My biggest takeway from those meetings was that educators have a _really_ hard
job, much harder than even what educated people assume. On top of actually
being a useful educational tool, there are a ton of other boxes to check in
order to get any kind of technology into the classroom:

* Compliance with the myriad of federal, state, and local laws surrounding education procurement, student data, what can and can't happen on government property and around children, and cash-strapped educational IT departments.

* Able to be simple enough for any educator to use and maintain, but also have enough features to add value as a educational tool.

* Bureaucracies and procurement policies that run the gamut: administrators, local government, state government, federal government, parents, the school board, the PTA, the teachers union, etc.

* Extreme price sensitivity.

* Long life: Even rich districts struggle to get budgets to upgrade technology regularly, and by regularly I mean every 2-4 years.

* The mechanics of running a classroom filled with children ... who would often rather spend a class period figuring out how to bypass a firewall to get to facebook, rather than half a class period writing.

Getting by all these requirements, and reaching educators at the end, requires
a concerted, long running effort on the part of the company. We were lucky
that Google had a running a edu program for Apps/Chrome and made it a
priority. Consequently a lot of the core features of the offering are targeted
specifically at educators:

* Strong central administrative control. In order to use your chromebook at all, you really need to log into your web account. It's only able to install things locally (and bypass administrative restrictions) if you really work hard to get around it. This helps get the tools approved by IT departments and administrators. Compare this to the fleets of windows machines or ipads that lots of IT departments have to maintain, where they basically solve the problem by re-imaging the machine regularly to wipe out locally installed apps.

* Price. Edu Google Apps accounts are essentially free. Compared to other computing solutions, Chromebooks are cheap and get the job done.

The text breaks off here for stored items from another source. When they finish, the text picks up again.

Issue #1133, opened 2025-01-07
Authorization status is being evaluated constantly on the tools when changes are made to other fields in Agent/workflow


sangee2004:
**Steps to reproduce the problem:**
Scenario 1: 
1. Create a workflow with tools that requires authentication. 
2. Add a step and start typing the contents for the step.
Notice that Authorization status is being evaluated constantly when entering the steps for a workflow.

https://www.loom.com/share/567ecba6e0364c13b299e7b49410beea?sid=7dc383df-734e-4c97-a3c4-07ef368e83c4

**Expected Behavior:**
Ideally we should not have to be constantly evaluating authorization status for the tools when entering the steps for a workflow.

**Scenario2:**
1. Create an agent with tools that require authentication.
2. Try to add/edit contents in instruction filed.

Notice that authorization status for the tools is being constantly evaluated when instruction field is being entered.

**Expected Behavior:**
Ideally we should not have to evaluate the tool's authorization status at this time since it is already determined.

ryanhopperlowe:
@cjellick @thedadams  - this has to do with the backend response. I think this should start as a backend task.

thedadams:
This isn't a UI issue.

sangee2004:
This issue is not seen anymore when testing with latest build.

Authorization status for tools is not being evaluated constantly on existing tools when other tools are added/other changes are made to the agent/workflow.

PR #1496, opened 2025-01-28
Fix: always return toolInfo and poll for it when necessary

StrongMonkey:
The API will return empty toolInfo when it is trying to reconcile. This causes client to reconcile the toolStatus everytime agent is changed, even when no tool is being updated. Instead API can always return the toolInfo and client should be polling when a missing toolInfo is not present.

https://github.com/obot-platform/obot/issues/1133


pkg/api/handlers/agent.go
```diff
@@ -212,19 +212,17 @@ func convertAgent(agent v1.Agent, textEmbeddingModel, baseURL string) (*types.Ag
...
-		toolInfos = &agent.Status.ToolInfo
 	}
 
 	return &types.Agent{
 		Metadata:           MetadataFrom(&agent, links...),
 		AgentManifest:      agent.Spec.Manifest,
 		AliasAssigned:      aliasAssigned,
 		AuthStatus:         agent.Status.AuthStatus,
-		ToolInfo:           toolInfos,
+		ToolInfo:           &agent.Status.ToolInfo,
```
StrongMonkey: @thedadams I think this should be fine but let me know if you think it will break other places.

The downside I can think of is that if toolInfo is bad and never set, we will still return the old data instead of empty.(Which should is fine for client though)

thedadams (changes requested):
This does break unauthenticating a tool in the UI. If I unauthenticate a tool, it will look like it is still authetnicated until I refresh the page.

StrongMonkey:
@thedadams yeah, you are right. This is a bit tricky to deal with in backend.

@ryanhopperlowe I end up having a different fix in frontend. The problem in the backend is that right now if you make any updates in agent, it would put agent into reconcilation state whether it is tool changes or not. So I refactored the tool code a little to accommodate that.

ui/admin/app/components/agent/shared/ToolAuthenticationStatus.tsx
```diff
@@ -56,7 +52,12 @@ export function ToolAuthenticationStatus({
 
 		if (error) return;
 
-		onUpdate({ ...toolInfo, authorized: false });
+		setToolInfo({
```
StrongMonkey, line 58: When tool is being authorized or deauthorized, we should just remove the tool from toolInfo and repoll the agent until toolInfo is set.

ui/admin/app/hooks/toolAuth/useToolAuthPolling.ts
```diff
@@ -28,29 +32,32 @@ export function useToolAuthPolling(
...
-
-	const { tools, toolInfo } = getInfo();
-
-	// when tool credentials are processing the api will respond with { toolInfo: null }
-	// we need to poll until the toolInfo is not null or there are no tools
-	const shouldPoll = !!tools?.length && !toolInfo;
-	if (shouldPoll !== isPolling) setIsPolling(shouldPoll);
-
-	return { toolInfo, isPolling };
+	useEffect(() => {
```
ryanhopperlowe, line 39: why did we need to wrap this in a useEffect?

ryanhopperlowe: I might be wrong, but I'm 90% sure this will be more performant, and safer to run this logic outside of a useEffect.

ui/admin/app/hooks/toolAuth/useToolAuthPolling.ts
```diff
@@ -28,29 +32,32 @@ export function useToolAuthPolling(
...
+					return { tools: agentTools, toolInfo: agent?.toolInfo };
+				case AssistantNamespace.Workflows:
+					return { tools: workflow?.tools, toolInfo: workflow?.toolInfo };
+				default:
+					return {};
+			}
+		};
+
+		const { tools, toolInfo: toolInfoFromAgent } = getInfo();
+		if (toolInfoFromAgent) setToolInfo(toolInfoFromAgent);
```
ryanhopperlowe, line 58: might need to add a check here though:

```suggestion
		if (toolInfoFromAgent && toolInfoFromAgent !== toolInfo) setToolInfo(toolInfoFromAgent);
```

ui/admin/app/components/agent/shared/ToolAuthenticationStatus.tsx
```diff
@@ -107,7 +108,7 @@ export function ToolAuthenticationStatus({
 				</TooltipTrigger>
 
 				<TooltipContent>
-					This tool does not require authentication.
+					<>This tool does not require authentication.</>
```
ryanhopperlowe: nit: you can remove this fragment

ui/admin/app/components/agent/shared/ToolAuthenticationStatus.tsx
```diff
@@ -116,12 +117,16 @@ export function ToolAuthenticationStatus({
 		<>
 			<Tooltip>
 				<TooltipContent className="max-w-xs">
-					{authorized ? (
+					{loading ? (
+						<>
```
ryanhopperlowe: nit: don't need this fragment either

ryanhopperlowe (changes requested):
couple of things to fix. Plus the 1 issue we discussed offline

ui/admin/app/hooks/toolAuth/useToolAuthPolling.ts
StrongMonkey: It will keep rendering the component forever if not done in useEffect. Because now toolInfo will be set everytime agent is polled.

ui/admin/app/hooks/toolAuth/useToolAuthPolling.ts
StrongMonkey: I think it should be fine to always set it though. It doesn't do deepequal right? anyway agent. toolInfo should be source of truth and always set on the toolInfo variable.

StrongMonkey:
@ryanhopperlowe I pushed the fix which should address your comment and fix the cancel issue.

ryanhopperlowe (approved):

thedadams (approved):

* Tools that both educators and students can use. The biggest selling point on apps is actually calendar. Gmail is great but most schools already have a email system in place. A calendar that syncs, has proper access control, is central to your school, and free, saves educators a lot of hassle. Once a teacher is hooked on calendar as a "gateway drug", it's not hard to take the leap. Docs, gmail, chrome, and chromebooks all have the same login, contact list, and access control. Being able to use these tools makes it easier to pass this knowledge onto the student.

* Maintenance: A student can work on one chromebook, drop it in water, and then immediately log onto another one and have all his work. Also for a educator in the classroom, it's easy to understand that refreshing the page will fix the problem 90% of the time.

* Shared home / school: A student can log onto his apps account at home, and get all his state as if he were still at school.

* Platform cross compatibility: Apps can work well on a Chromebook, but also will do a best-effort attempt on IE9 on windows. Apple's core philosophy has never tilted that way. This isn't just to adapt to varying levels of tech in classrooms, but also for taking the tools home.

* And finally, lots of bells and whistles that often get overlooked: ADA compliance, language support, student data compliance, etc.

All that being said, for young children, an iPad is an irreplaceable
educational tool. I doubt any Google product has the kind of widespread appeal
as iPads do among young children. Maybe YouTube, but even that is a stretch.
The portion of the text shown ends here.